To further discover the advantageous population and clinical benefit indicators, post hoc exploratory subgroup analysis was conducted based on the clinical pathological characteristics of the patients. Three studies reported subgroup data on patients’ PFS (Figure 5). The results showed that the benefit of PFS in patients was independent of the type of PD-1/PD-L1 inhibitors (P=0.08), type of platinum (P=0.64), gender (P=0.34), age (P=0.67), PD-L1 expression (P=0.67), brain metastasis (P=0.09), liver metastasis (P=0.09), Eastern Cooperative Oncology Group (ECOG) score (P=0.80), and lactate dehydrogenase (LDH) level (P=0.83). Patients with brain metastases do not benefit from PFS in ICIs combined with EP. Six studies reported subgroup data on patients’ OS (Figure 5). According to the summary table, it can be seen that the benefit of patient OS is not related to the type of PD-1/PD-L1 inhibitors (P=0.96), type of platinum (P=0.94), gender (P=0.64), age (P=0.52), PD-L1 expression (P=0.08), brain metastasis (P=0.18), liver metastasis (P=0.10), ECOG score (P=0.93), LDH level (P=0.42), and smoking history (P=0.19). Patients with PD-L1 expression level ≥1%, brain metastasis, and ECOG score of 0 did not benefit from OS in ICIs combined with EP.

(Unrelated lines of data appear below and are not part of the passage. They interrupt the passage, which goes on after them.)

PR #4070, opened 2019-08-01
Issue 4066: List Stream should throw meaningful exception for non-existent scope

### LINKED ISSUE #4066: Pravega: List Streams for a Scope
**Problem description**
Scope not found exception should be thrown if scope is not present and the call should not be retriable. Also, there should be a way to know if there are streams in the scope. hasNext() does not work on the iterator received from the call.

**Problem location**
io.pravega.client.admin.StreamManager
Iterator<Stream> listStreams(String scopeName);

[exception.log](https://github.com/pravega/pravega/files/3449859/exception.log)

shiveshr:

**Change log description**  
Throw meaningful exception (ScopeNotFoundException) when getStreams is called for non-existent scope. 

**Purpose of the change**  
Fixes #4066

**What the code does**  
1. New exception type called `ScopeDoesNotExistExeption` added on client
2. List stream grpc response updated to include a status which can have stream not found status
3. List stream controller service grpc implementation to catch DataNotFoundException and set ScopeNotFound status in response.  
4. zk scope to throw DataNotFound if scope doesnt exist while doing getChildren
5. InMemoryscope to throw DataNotFound if scope does not exist and listStream is called. 
6. Standalone to use PravegaTables as the default store implementation. 

**How to verify it**  
unit test added


client/src/main/java/io/pravega/client/stream/impl/ControllerImpl.java
```diff
@@ -243,9 +244,18 @@ public ControllerImpl(ManagedChannelBuilder<?> channelBuilder, final ControllerI
                                                                   .newBuilder().setScope(scopeInfo).setContinuationToken(token).build(), callback);
                         return callback.getFuture()
                                        .thenApply(x -> {
-                                           List<Stream> result = x.getStreamsList().stream()
-                                                                  .map(y -> new StreamImpl(y.getScope(), y.getStream())).collect(Collectors.toList());
-                                           return new AbstractMap.SimpleEntry<>(x.getContinuationToken(), result);
+                                           switch (x.getStatus()) {
+                                               case SCOPE_NOT_FOUND:
```
shrids: We can add a log similar to the other apis with the pattern `log.warn(requestId, "Scope {} does not exist", scopeName);`
and a INFO log with `requestId` when it succeeds.

shiveshr: the caller who made the exception will get the error and already logs all exceptions. Do we need the log here?

shrids: I see this pattern for other apis.
https://github.com/pravega/pravega/blob/b21decf445312ff3cc6d89dbf7563bf80019b3eb/client/src/main/java/io/pravega/client/stream/impl/ControllerImpl.java#L206-L217

client/src/main/java/io/pravega/client/stream/ScopeDoesNotExistException.java
```diff
@@ -0,0 +1,22 @@
+/**
+ * Copyright (c) 2017 Dell Inc., or its subsidiaries. All Rights Reserved.
```
fpj: Please remove year from copyright statement.

client/src/main/java/io/pravega/client/stream/ScopeDoesNotExistException.java
```diff
@@ -0,0 +1,22 @@
...
+ *
+ * Licensed under the Apache License, Version 2.0 (the "License");
+ * you may not use this file except in compliance with the License.
+ * You may obtain a copy of the License at
+ *
+ *     http://www.apache.org/licenses/LICENSE-2.0
+ */
+package io.pravega.client.stream;
+
+public class ScopeDoesNotExistException extends RuntimeException {
```
fpj: Is `NoSuchScopeException` better?

client/src/main/java/io/pravega/client/stream/impl/ControllerImpl.java
```diff
@@ -232,20 +233,31 @@ public ControllerImpl(ManagedChannelBuilder<?> channelBuilder, final ControllerI
...
+                                                   log.warn(requestId, "Scope not found: {}", scopeName);
+                                                   throw new ScopeDoesNotExistException();
+                                               case FAILURE:
+                                                   log.warn(requestId, "Internal Server Error while trying to list streams in scope: {}", scopeName);
+                                                   throw new RuntimeException("Failure while trying to list streams");
```
fpj: Is there anything else we can get to indicate the cause of the failure?

client/src/main/java/io/pravega/client/stream/impl/ControllerImpl.java
```diff
@@ -232,20 +233,31 @@ public ControllerImpl(ManagedChannelBuilder<?> channelBuilder, final ControllerI
...
+                                               case SUCCESS: 
+                                               default: // we will treat all other case as success for backward 
+                                                   // compatibility reasons
```
fpj: Please put the comment block on top of `default:`:
```
// we will treat all other case as success for backward
// compatibility reasons
default:
```

client/src/main/java/io/pravega/client/stream/impl/ControllerImpl.java
```diff
@@ -232,20 +233,31 @@ public ControllerImpl(ManagedChannelBuilder<?> channelBuilder, final ControllerI
     public AsyncIterator<Stream> listStreams(String scopeName) {
         Exceptions.checkNotClosed(closed.get(), this);
         long traceId = LoggerHelpers.traceEnter(log, "listStreams", scopeName);
```
fpj: Do we still need this `traceId`?

controller/src/main/java/io/pravega/controller/server/rpc/grpc/v1/ControllerServiceImpl.java
```diff
@@ -403,19 +405,26 @@ public void listStreamsInScope(Controller.StreamsInScopeRequest request, StreamO
...
-                                     .collect(Collectors.toList());
-                             return Controller.StreamsInScopeResponse.newBuilder().addAllStreams(streams)
-                                     .setContinuationToken(Controller.ContinuationToken.newBuilder().setToken(
-                                             response.getValue()).build()).build();
-                        }),
+                delegationToken -> Futures.exceptionallyExpecting(controllerService.listStreams(
+                        scopeName, request.getContinuationToken().getToken(), listStreamsInScopeLimit),
+                        e -> Exceptions.unwrap(e) instanceof StoreException.DataNotFoundException, null)
+                                          .thenApply(response -> {
+                                              if (response == null) {
```
fpj: Is it possible that `response` is `null` and not because of a data not found exception? What if there is no stream in the scope, what's the response?

controller/src/main/java/io/pravega/controller/store/stream/ZKScope.java
```diff
@@ -298,13 +298,13 @@ protected void declareVersions() {
             private void read00(RevisionDataInput revisionDataInput, Token.TokenBuilder builder) throws IOException {
                 builder.msb(revisionDataInput.readCompactInt())
                        .middle(revisionDataInput.readCompactInt())
-                       .lsb(revisionDataInput.readCompactInt());
+                       .lsb(revisionDataInput.readInt());
```
fpj: I don't understand this change.

controller/src/main/java/io/pravega/controller/store/stream/ZKScope.java
```diff
@@ -298,13 +298,13 @@ protected void declareVersions() {
...
             }
 
             private void write00(Token token, RevisionDataOutput revisionDataOutput) throws IOException {
                 revisionDataOutput.writeCompactInt(token.msb);
                 revisionDataOutput.writeCompactInt(token.middle);
-                revisionDataOutput.writeCompactInt(token.lsb);
+                revisionDataOutput.writeInt(token.lsb);
```
fpj: I don't understand this change either.

controller/src/test/java/io/pravega/controller/server/v1/PravegaTableControllerServiceImplTest.java
```diff
@@ -0,0 +1,138 @@
...
+import org.apache.curator.retry.ExponentialBackoffRetry;
+import org.apache.curator.test.TestingServer;
+
+import java.util.concurrent.CountDownLatch;
+import java.util.concurrent.ScheduledExecutorService;
+
+/**
+ * Zookeeper stream store configuration.
+ */
+public class PravegaTableControllerServiceImplTest extends ControllerServiceImplTest {
```
fpj: Why is this in this PR? It seems unrelated.

standalone/src/main/java/io/pravega/local/InProcPravegaCluster.java
```diff
@@ -350,7 +350,7 @@ private ControllerServiceMain startLocalController(int controllerId) {
                 .trustStorePasswordPath(keyPasswordFile)
                 .build();
 
-        StoreClientConfig storeClientConfig = StoreClientConfigImpl.withZKClient(zkClientConfig);
+        StoreClientConfig storeClientConfig = StoreClientConfigImpl.withPravegaTablesClient(zkClientConfig);
```
fpj: This change is unrelated to this PR.

controller/src/main/java/io/pravega/controller/store/stream/ZKStoreHelper.java
```diff
@@ -177,13 +177,17 @@ public ZKStoreHelper(final CuratorFramework cf, Executor executor) {
     }
 
     CompletableFuture<List<String>> getChildren(final String path) {
+        return getChildren(path, true);
+    }
+
+    CompletableFuture<List<String>> getChildren(final String path, boolean ignoreDataNotFound) {
```
fpj: I don't understand the purpose of this flag. Why would we want to ignore data not found sometimes?

shared/controller-api/src/main/proto/Controller.proto
```diff
@@ -154,7 +154,13 @@ message ContinuationToken {
  message StreamsInScopeResponse {
     repeated StreamInfo streams = 1;
     ContinuationToken continuationToken = 2;
-}
+    enum Status {
+        SUCCESS = 0;
+        FAILURE = 1;
+        SCOPE_NOT_FOUND = 2;
```
fpj: Instead of creating another return value, could we keep it at success/failure and include the failure message the reason? The advantage of throwing a explicit exception is that the application can react to it and create the scope. Is it what we are trying to achieve?

client/src/main/java/io/pravega/client/stream/impl/ControllerImpl.java
shiveshr: This is placeholder enumeration for generic exceptions where we will explicitly fail the request. 
Currently for this api, that response code is never actually sent from the server

client/src/main/java/io/pravega/client/stream/impl/ControllerImpl.java
shiveshr: That is tracing the method entry and will match will corresponding method exit

controller/src/main/java/io/pravega/controller/server/rpc/grpc/v1/ControllerServiceImpl.java
shiveshr: No, if there are no children we get empty set .

controller/src/main/java/io/pravega/controller/store/stream/ZKScope.java
shiveshr: Compact int takes only non negative values. token.EMPTY has long.min value as lab.. which is cannot be serialised using compact int. Hence changed it to int

controller/src/main/java/io/pravega/controller/store/stream/ZKScope.java
shiveshr: Same as before.. we write and read int instead of compact int

controller/src/test/java/io/pravega/controller/server/v1/PravegaTableControllerServiceImplTest.java
shiveshr: It’s not unrelated. ControllerserviceimplTest was not being tested with pravega tables. Only in memory and Zk.
So this effective adds all tests for APIs in controllerservice with Pravega tables too which includes the test for liststreams

standalone/src/main/java/io/pravega/local/InProcPravegaCluster.java
shiveshr: Yes, I mentioned in the description that we are hanging the default store used in standalone to be Pravega tables. So all standalone tests exercise our default options

controller/src/main/java/io/pravega/controller/store/stream/ZKStoreHelper.java
shiveshr: Earlier, for getChildren dataNotFound was translated into empty list by default. 
Everywhere else in zookeeperstreammetadatastore we did getChildren and expected empty list if there are no children or if the parent didn’t exist. However that was detrimental in determining if scope didn’t exist while doing list stream on scope for zookeeper based store. Hence I added a new api which did not translate the data not found to empty list

shared/controller-api/src/main/proto/Controller.proto
shiveshr: Since we are throwing explicit new exception so having a specific error code rather than a message is better

controller/src/main/java/io/pravega/controller/store/stream/ZKStoreHelper.java
fpj: I understand that when listing streams you want the `StoreException.DataNotFoundException` to be thrown, but I don't understand why we need to allow two behaviors, that's confusing. What prevents us from always propagating `StoreException.DataNotFoundException` instead of having a dual behavior?

controller/src/main/java/io/pravega/controller/store/stream/ZKScope.java
fpj: Can't we use a different encoding for empty rather than replacing compact int? Using compact encoding as much as we can is definitely preferable.

standalone/src/main/java/io/pravega/local/InProcPravegaCluster.java
fpj: Piggybacking changes makes it difficult to track changes, would you mind changing this in a separate issue?

controller/src/main/java/io/pravega/controller/store/stream/ZKStoreHelper.java
shiveshr: So getChildren is used in two places - get txns in epoch and get streams in scope. 
We had implemented the getChildren method to expect data not found and return empty list. 
We can have a single behaviour for getChildren as long as that is throwing data not found exception. 

And if we do that, we will have to handle that exception in transactionsInEpoch call to retain existing behaviour of that api. 
I thought instead of disturbing existing code, I would rather add a new getChildren api that threw the desired exception

standalone/src/main/java/io/pravega/local/InProcPravegaCluster.java
shiveshr: I will handle it in a separate issue. I included it here because I was testing the standalone with liststreams and realised that we were using zookeeper based store as default in standalone

controller/src/main/java/io/pravega/controller/store/stream/ZKStoreHelper.java
fpj: I suspect that the change in `transactionsInEpoch` to handle the exception should be minimal, but you tell me. If my suspicion is right, then I'd rather make that change and make the behavior consistent. Another option is to merge this one as is and create another issue to remove the flag and make the behavior consistent, but I'd want to do it right away to avoid the risk of releasing with this flag.

Given the size of this PR and the necessary changes to make it consistent, we might as well do it here.

standalone/src/main/java/io/pravega/local/InProcPravegaCluster.java
fpj: Can you create the issue and post the number here, please?

controller/src/main/java/io/pravega/controller/store/stream/ZKScope.java
fpj: I don't understand, you 👍 it, but I don't see a change.

controller/src/main/java/io/pravega/controller/store/stream/ZKStoreHelper.java
shiveshr: Actually i checked where all `getChildren` is called:
1. ZkOrderer : 4 different places
2. ZKScope: listStream
3. ZkStream: 5 different methods - all related to transactions
4. ZkStreamMetadataStore:  getCompletedTxn, listScopes
5. ZkBucketStore: getStreamsInBucket

So it will be a substantial change

standalone/src/main/java/io/pravega/local/InProcPravegaCluster.java
shiveshr: https://github.com/pravega/pravega/issues/4092

controller/src/main/java/io/pravega/controller/store/stream/ZKScope.java
shiveshr: Sure. I can encode msb with a value greater than that number of top level znodes (which is 100). 
following is the tree structure:
100 -> 10k -> 10k
So encoding MSB with anything greater than 100 can be one "hacky" way. 
I didnt quite like that. 
These continuation tokens are only sent over the wire and 2 additional bytes for non-critical query api call (`listStreams`) does not seem too expensive.

client/src/main/java/io/pravega/client/stream/impl/ControllerImpl.java
shiveshr: Actually we will keep adding specific error codes to the enum just like we have SCOPE_NOT_FOUND currently. 
So FAILURE is generic. 
And as i said earlier, it isnt sent from the server as of now. So its only a placeholder.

Figure 5 Subgroup analysis of PFS and OS in ICIs plus EP vs. EP. PFS, progression-free survival; OS, overall survival; CI, confidence interval; PD-1, programmed cell death 1; PD-L1, programmed cell death ligand 1; ECOG, Eastern Cooperative Oncology Group; LDH, lactate dehydrogenase; ULN, upper normal limit; ICIs, immune checkpoint inhibitors; EP, platinum-etoposide.

Security analysis

Six studies reported security events (Figure 6), the pooled results showed that ICIs plus EP increased the incidence of TRAEs (OR =1.45; 95% CI: 1.20–1.76; P<0.001), and increased the occurrence rate of IRAEs (OR =3.97; 95% CI: 2.49–6.32; P<0.001) and grade 3–4 IRAEs (OR =6.17; 95% CI: 2.36–16.15; P<0.001) by 3.97 times and 6.17 times, respectively. However, there is no difference in the occurrence rates of grade 3–4 TRAEs (OR =1.05; P=0.54), TRSAEs (OR =1.40; P=0.13), and grade 3–4 TRSAEs (OR =1.17; P=0.72) (Figure 6A). Among TRAEs, the incidence of alopecia (OR =0.85; P=0.048) was reduced, while the incidence of decreased appetite (OR =1.23; P=0.04), rash (OR =4.69; P=0.001), and hyperthyroidism (OR =5.92; P=0.01) were increased. Among grade 3–4 TRAEs, the incidence of decreased appetite (OR =0.58; P=0.005) and neutropenia (OR =0.77; P=0.001) were reduced, while the incidence of fatigue (OR =2.46; P=0.02), diarrhea (OR =4.94; P<0.001), and rash (OR =12.14; P=0.02) were increased (Figure 6B). No difference was observed in other specific TRAEs and grade 3–4 TRAEs (Figure 6C).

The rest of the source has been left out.